Saved entries:
################

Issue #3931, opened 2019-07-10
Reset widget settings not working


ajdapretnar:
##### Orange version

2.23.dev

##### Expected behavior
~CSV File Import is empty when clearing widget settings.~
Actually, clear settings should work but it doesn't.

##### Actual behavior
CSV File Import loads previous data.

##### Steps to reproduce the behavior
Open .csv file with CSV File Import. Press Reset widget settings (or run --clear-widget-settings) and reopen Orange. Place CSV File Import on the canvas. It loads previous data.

################

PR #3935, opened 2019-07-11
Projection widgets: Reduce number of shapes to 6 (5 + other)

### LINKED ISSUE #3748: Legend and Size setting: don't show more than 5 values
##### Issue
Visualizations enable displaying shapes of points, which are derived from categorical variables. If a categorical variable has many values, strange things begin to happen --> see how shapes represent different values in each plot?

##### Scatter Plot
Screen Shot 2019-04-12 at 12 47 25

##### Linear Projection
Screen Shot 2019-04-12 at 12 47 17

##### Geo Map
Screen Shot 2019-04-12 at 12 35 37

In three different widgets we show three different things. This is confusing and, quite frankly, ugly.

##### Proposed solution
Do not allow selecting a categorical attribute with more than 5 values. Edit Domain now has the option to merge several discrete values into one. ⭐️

################

Task details: Keeping every character as it is, restate the lines above that run from the line with "Screen Shot 2019-04-12 at 12 35 37" through the line with "##### Proposed solution", both included, and nothing else.

Task response:
Screen Shot 2019-04-12 at 12 35 37

In three different widgets we show three different things. This is confusing and, quite frankly, ugly.

##### Proposed solution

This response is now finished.